(Saved entries)
PR #6664, opened 2026-07-09
fix(Text): prominence style

lisalupi:
## Type

- Bug

#### What is expected?

- Fix `Key`style when prominence="strong"
- Fix `Text` style when prominence !== "default"
- Doc: add a "ShowCase" story (similar to the one for `Button`) to showcase all possible (non-disabled) variants of `Text`

| Text  |Capture d’écran 2026-07-09 à 17 32 34 |Capture d’écran 2026-07-09 à 17 32 00 |
| Key  |Capture d’écran 2026-07-09 à 17 33 13 |Capture d’écran 2026-07-09 à 17 33 11 |


packages/ui/src/components/Text/__stories__/Showcase.stories.tsx
```diff
@@ -0,0 +1,57 @@
+import type { StoryFn } from '@storybook/react-vite'
+import { HelpCircleIcon } from '@ultraviolet/icons'
+import { cn } from '@ultraviolet/utils'
+import { Text } from '..'
+import { Stack, Table, Tooltip } from '../..'
+import { SENTIMENTS } from '../../../theme'
+import { showCase } from './style.css'
+
+const textProminences = ['weak', 'default', 'strong', 'stronger'] as const
```
jsulpis: would that work ? To keep a single definition of the prominences

```suggestion
import { PROMINENCES } from '../../../theme'
...
const textProminences = Object.keys(PROMINENCES)
```

packages/ui/src/components/Text/style.css.ts
jsulpis:
```suggestion
   * "weak" and "stronger" prominences are only defined inside neutral sentiment.
```

jsulpis (approved):

packages/ui/src/components/Text/style.css.ts
jsulpis: I think this is equivalent
```suggestion
const definedProminence = isStrong(prominence) ? 'Strong' : ''
    const text = `text${definedProminence}${disabled ? 'Disabled' : ''}` as const
```

jsulpis: the diff doesn't work but it's a replacement for lines 71-78

philibea (approved):

packages/ui/src/components/Text/__stories__/Showcase.stories.tsx
lisalupi: it is typed as a `string[]`, which means that I have to add as (keyof typeof PROMINENCES)[] at the end. Since it is only an example, is it really necessary?

jsulpis: ok no problem 👌

philibea: in that case it's should be done inside the constants files ? 
inside the constants file 

```typescript
export const PROMINENCES = {
  default: '',
  strong: 'strong',
  stronger: 'stronger',
  weak: 'weak',
} as const

export type Prominence = keyof typeof PROMINENCES

export const PROMINENCE_ARRAY = Object.keys(PROMINENCES) as readonly Prominence[]
```

lisalupi: ok done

EXERCISE DETAILS:
Output the records exactly.

RESPONSE TO THE TASK:
PR #6664, opened 2026-07-09
fix(Text): prominence style

lisalupi:
## Type

- Bug

#### What is expected?

- Fix `Key`style when prominence="strong"
- Fix `Text` style when prominence !== "default"
- Doc: add a "ShowCase" story (similar to the one for `Button`) to showcase all possible (non-disabled) variants of `Text`

| Text  |Capture d’écran 2026-07-09 à 17 32 34 |Capture d’écran 2026-07-09 à 17 32 00 |
| Key  |Capture d’écran 2026-07-09 à 17 33 13 |Capture d’écran 2026-07-09 à 17 33 11 |


packages/ui/src/components/Text/__stories__/Showcase.stories.tsx
```diff
@@ -0,0 +1,57 @@
+import type { StoryFn } from '@storybook/react-vite'
+import { HelpCircleIcon } from '@ultraviolet/icons'
+import { cn } from '@ultraviolet/utils'
+import { Text } from '..'
+import { Stack, Table, Tooltip } from '../..'
+import { SENTIMENTS } from '../../../theme'
+import { showCase } from './style.css'
+
+const textProminences = ['weak', 'default', 'strong', 'stronger'] as const
```
jsulpis: would that work ? To keep a single definition of the prominences

```suggestion
import { PROMINENCES } from '../../../theme'
...
const textProminences = Object.keys(PROMINENCES)
```

packages/ui/src/components/Text/style.css.ts
jsulpis:
```suggestion
   * "weak" and "stronger" prominences are only defined inside neutral sentiment.
```

jsulpis (approved):

packages/ui/src/components/Text/style.css.ts
jsulpis: I think this is equivalent
```suggestion
const definedProminence = isStrong(prominence) ? 'Strong' : ''
    const text = `text${definedProminence}${disabled ? 'Disabled' : ''}` as const
```

jsulpis: the diff doesn't work but it's a replacement for lines 71-78

philibea (approved):

packages/ui/src/components/Text/__stories__/Showcase.stories.tsx
lisalupi: it is typed as a `string[]`, which means that I have to add as (keyof typeof PROMINENCES)[] at the end. Since it is only an example, is it really necessary?

jsulpis: ok no problem 👌

philibea: in that case it's should be done inside the constants files ? 
inside the constants file 

```typescript
export const PROMINENCES = {
  default: '',
  strong: 'strong',
  stronger: 'stronger',
  weak: 'weak',
} as const

export type Prominence = keyof typeof PROMINENCES

export const PROMINENCE_ARRAY = Object.keys(PROMINENCES) as readonly Prominence[]
```

lisalupi: ok done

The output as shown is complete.